[INFORMATION SUPPLIED]
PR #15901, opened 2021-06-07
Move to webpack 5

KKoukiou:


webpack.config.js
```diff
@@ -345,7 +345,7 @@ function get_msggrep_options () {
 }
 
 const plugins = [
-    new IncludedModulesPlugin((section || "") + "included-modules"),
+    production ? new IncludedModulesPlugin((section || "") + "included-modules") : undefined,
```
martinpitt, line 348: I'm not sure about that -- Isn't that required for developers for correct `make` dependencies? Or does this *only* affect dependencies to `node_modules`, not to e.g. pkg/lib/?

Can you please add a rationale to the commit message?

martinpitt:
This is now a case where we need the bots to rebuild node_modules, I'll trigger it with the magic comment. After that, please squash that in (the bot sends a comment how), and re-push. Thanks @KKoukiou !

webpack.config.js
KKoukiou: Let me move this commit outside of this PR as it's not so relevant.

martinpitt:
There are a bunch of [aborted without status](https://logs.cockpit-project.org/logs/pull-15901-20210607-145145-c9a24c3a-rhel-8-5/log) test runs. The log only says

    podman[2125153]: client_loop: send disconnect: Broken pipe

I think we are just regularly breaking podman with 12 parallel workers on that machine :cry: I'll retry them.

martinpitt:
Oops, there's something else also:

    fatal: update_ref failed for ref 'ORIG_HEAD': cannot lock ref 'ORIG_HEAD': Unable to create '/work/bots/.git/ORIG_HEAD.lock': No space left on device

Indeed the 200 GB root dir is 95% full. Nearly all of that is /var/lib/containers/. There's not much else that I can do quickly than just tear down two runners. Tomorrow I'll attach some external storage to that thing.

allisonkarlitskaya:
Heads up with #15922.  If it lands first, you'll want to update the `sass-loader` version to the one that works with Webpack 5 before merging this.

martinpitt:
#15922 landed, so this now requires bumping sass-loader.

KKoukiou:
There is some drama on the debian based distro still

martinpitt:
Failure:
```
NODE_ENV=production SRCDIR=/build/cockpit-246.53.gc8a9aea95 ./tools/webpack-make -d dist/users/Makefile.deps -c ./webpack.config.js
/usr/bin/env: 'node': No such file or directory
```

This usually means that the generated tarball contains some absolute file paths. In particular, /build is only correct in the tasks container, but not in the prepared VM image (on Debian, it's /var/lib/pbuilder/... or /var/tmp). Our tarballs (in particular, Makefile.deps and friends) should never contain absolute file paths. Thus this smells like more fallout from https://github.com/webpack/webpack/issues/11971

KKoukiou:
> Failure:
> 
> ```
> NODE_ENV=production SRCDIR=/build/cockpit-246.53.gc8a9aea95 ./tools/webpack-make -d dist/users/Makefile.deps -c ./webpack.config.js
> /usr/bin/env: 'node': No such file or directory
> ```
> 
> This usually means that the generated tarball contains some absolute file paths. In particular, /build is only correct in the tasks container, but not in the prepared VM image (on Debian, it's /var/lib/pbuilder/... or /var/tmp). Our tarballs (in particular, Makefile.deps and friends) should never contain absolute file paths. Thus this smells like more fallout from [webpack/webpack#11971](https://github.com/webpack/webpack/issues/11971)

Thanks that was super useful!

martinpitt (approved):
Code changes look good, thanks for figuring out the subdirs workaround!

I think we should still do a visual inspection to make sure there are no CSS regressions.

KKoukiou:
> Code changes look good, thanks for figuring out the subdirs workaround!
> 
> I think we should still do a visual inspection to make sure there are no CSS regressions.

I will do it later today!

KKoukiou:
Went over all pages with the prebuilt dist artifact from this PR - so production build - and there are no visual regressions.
[/INFORMATION SUPPLIED]
> [DIRECTIONS]:
Search the material above for the word "particular", then copy out each line that has it.

> [YOUR RESPONSE]:
This usually means that the generated tarball contains some absolute file paths. In particular, /build is only correct in the tasks container, but not in the prepared VM image (on Debian, it's /var/lib/pbuilder/... or /var/tmp). Our tarballs (in particular, Makefile.deps and friends) should never contain absolute file paths. Thus this smells like more fallout from https://github.com/webpack/webpack/issues/11971
> This usually means that the generated tarball contains some absolute file paths. In particular, /build is only correct in the tasks container, but not in the prepared VM image (on Debian, it's /var/lib/pbuilder/... or /var/tmp). Our tarballs (in particular, Makefile.deps and friends) should never contain absolute file paths. Thus this smells like more fallout from [webpack/webpack#11971](https://github.com/webpack/webpack/issues/11971)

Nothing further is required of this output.